• **What the task requires**
Take the material below and reproduce, word for word, only the lines from the line with "Minor refactors" through the line with "-59,7 +59,7 @@ module Inferno".

* * * * *

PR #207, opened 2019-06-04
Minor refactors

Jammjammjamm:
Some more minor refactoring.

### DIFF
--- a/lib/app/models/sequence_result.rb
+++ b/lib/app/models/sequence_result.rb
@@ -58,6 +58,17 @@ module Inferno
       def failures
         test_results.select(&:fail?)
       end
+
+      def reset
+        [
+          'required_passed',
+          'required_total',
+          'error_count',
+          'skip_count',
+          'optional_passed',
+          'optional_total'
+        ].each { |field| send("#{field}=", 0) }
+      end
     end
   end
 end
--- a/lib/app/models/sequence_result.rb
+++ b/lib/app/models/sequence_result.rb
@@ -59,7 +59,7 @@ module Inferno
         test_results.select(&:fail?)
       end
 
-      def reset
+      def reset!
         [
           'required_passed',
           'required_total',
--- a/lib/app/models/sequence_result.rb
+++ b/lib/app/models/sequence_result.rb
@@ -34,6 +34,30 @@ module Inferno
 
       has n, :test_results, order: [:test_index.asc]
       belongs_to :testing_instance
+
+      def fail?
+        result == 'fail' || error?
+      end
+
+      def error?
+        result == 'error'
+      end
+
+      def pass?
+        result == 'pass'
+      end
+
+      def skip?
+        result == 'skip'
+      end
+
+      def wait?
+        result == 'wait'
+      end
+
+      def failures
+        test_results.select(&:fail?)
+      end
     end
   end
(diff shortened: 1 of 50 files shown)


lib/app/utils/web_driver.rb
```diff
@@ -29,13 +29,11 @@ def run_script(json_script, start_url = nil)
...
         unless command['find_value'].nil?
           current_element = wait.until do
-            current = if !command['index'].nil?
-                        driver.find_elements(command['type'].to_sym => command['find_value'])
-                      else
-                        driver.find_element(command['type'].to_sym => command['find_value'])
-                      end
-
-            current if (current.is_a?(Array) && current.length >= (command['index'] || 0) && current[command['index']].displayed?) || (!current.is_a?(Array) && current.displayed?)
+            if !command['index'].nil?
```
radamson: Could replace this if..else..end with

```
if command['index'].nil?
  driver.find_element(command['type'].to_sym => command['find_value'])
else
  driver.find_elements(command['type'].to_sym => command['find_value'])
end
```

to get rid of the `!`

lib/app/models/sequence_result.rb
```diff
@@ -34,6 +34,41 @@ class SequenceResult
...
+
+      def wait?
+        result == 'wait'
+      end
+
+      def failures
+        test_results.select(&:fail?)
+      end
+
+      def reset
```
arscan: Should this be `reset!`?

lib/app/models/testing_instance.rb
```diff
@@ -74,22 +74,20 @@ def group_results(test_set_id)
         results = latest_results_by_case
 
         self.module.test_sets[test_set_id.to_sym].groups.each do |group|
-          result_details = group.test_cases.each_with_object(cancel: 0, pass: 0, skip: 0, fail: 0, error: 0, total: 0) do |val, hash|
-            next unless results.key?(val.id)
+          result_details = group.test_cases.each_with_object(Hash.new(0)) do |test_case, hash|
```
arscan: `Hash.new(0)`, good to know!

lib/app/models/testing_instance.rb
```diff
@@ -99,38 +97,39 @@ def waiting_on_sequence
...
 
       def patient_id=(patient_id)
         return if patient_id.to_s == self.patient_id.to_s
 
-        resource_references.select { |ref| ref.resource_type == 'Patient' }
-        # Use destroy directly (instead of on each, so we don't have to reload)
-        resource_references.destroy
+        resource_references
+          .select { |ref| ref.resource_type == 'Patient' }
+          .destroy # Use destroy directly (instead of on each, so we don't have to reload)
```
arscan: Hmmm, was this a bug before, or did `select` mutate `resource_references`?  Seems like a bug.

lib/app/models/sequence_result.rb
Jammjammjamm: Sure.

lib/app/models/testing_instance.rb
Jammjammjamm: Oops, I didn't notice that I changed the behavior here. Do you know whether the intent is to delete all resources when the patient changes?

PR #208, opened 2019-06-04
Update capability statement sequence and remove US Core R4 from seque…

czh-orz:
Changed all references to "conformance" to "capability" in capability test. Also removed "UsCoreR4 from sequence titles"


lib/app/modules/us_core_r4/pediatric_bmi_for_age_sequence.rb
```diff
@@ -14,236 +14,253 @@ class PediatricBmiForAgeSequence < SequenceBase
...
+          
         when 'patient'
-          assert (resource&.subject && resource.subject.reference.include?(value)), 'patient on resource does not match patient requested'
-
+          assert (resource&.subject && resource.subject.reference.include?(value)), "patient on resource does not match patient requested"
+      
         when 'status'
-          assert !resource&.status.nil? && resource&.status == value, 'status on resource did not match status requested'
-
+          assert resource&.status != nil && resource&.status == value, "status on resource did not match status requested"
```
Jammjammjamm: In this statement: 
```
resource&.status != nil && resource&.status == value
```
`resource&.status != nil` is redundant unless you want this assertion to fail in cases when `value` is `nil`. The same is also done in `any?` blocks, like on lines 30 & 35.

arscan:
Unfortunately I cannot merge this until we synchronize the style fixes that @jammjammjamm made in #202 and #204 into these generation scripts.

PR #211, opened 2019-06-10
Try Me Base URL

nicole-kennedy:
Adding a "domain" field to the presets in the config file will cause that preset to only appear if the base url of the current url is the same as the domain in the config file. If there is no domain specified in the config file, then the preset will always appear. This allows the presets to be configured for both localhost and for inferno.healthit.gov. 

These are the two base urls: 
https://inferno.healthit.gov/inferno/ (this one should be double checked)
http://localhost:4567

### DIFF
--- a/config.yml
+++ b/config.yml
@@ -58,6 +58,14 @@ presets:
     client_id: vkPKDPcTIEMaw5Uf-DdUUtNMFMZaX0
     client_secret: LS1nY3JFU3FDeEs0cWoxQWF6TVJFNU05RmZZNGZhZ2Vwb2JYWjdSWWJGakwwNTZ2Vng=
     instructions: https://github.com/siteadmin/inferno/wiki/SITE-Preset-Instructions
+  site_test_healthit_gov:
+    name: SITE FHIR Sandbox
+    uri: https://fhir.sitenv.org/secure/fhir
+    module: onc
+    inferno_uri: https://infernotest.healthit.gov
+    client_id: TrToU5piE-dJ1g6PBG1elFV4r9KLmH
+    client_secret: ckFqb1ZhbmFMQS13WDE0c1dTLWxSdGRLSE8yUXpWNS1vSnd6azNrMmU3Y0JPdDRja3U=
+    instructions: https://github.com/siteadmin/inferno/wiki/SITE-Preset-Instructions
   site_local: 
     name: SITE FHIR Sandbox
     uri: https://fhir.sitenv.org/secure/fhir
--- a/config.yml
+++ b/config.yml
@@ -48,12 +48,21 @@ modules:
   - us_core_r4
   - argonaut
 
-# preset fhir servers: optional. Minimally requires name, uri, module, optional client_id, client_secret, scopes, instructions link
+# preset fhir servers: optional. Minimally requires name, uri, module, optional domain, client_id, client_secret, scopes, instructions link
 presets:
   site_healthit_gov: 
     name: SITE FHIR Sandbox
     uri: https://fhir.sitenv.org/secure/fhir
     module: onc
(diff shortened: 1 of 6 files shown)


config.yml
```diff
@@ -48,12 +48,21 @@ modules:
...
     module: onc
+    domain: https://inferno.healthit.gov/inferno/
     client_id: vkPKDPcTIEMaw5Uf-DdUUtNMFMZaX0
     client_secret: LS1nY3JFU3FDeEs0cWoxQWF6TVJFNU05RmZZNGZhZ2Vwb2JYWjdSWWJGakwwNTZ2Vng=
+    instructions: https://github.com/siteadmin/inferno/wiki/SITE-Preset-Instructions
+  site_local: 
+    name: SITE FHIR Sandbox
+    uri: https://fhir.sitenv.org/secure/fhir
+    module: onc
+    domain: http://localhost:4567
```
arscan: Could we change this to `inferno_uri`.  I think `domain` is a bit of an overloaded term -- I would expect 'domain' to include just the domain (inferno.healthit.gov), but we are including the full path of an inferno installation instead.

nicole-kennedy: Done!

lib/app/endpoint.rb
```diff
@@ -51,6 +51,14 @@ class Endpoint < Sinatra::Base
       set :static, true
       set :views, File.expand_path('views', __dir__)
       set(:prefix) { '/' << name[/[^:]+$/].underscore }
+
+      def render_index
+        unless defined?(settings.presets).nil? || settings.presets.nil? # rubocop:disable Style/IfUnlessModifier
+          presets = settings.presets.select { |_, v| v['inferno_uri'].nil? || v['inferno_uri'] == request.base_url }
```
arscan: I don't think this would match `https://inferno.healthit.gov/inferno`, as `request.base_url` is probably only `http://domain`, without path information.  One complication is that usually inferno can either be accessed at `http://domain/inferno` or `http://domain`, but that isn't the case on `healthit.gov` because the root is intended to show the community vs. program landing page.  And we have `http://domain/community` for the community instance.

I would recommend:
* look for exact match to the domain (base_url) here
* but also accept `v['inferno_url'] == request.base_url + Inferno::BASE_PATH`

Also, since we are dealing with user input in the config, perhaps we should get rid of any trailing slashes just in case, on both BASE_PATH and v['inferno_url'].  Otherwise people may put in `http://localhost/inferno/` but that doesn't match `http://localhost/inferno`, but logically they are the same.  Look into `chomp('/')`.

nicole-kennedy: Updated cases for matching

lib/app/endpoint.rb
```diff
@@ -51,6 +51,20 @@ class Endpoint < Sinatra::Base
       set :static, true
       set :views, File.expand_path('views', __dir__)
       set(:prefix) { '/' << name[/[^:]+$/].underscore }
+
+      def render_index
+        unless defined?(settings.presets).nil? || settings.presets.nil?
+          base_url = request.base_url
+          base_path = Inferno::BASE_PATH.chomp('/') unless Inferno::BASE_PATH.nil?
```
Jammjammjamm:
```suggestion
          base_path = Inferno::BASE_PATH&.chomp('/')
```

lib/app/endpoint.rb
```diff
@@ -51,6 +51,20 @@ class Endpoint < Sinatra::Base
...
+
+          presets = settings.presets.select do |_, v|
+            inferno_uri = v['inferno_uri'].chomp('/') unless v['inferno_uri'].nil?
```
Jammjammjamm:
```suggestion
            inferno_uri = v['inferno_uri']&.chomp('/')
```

* * * * *

• **Problem solution**
Minor refactors

Jammjammjamm:
Some more minor refactoring.

### DIFF
--- a/lib/app/models/sequence_result.rb
+++ b/lib/app/models/sequence_result.rb
@@ -58,6 +58,17 @@ module Inferno
       def failures
         test_results.select(&:fail?)
       end
+
+      def reset
+        [
+          'required_passed',
+          'required_total',
+          'error_count',
+          'skip_count',
+          'optional_passed',
+          'optional_total'
+        ].each { |field| send("#{field}=", 0) }
+      end
     end
   end
 end
--- a/lib/app/models/sequence_result.rb
+++ b/lib/app/models/sequence_result.rb
@@ -59,7 +59,7 @@ module Inferno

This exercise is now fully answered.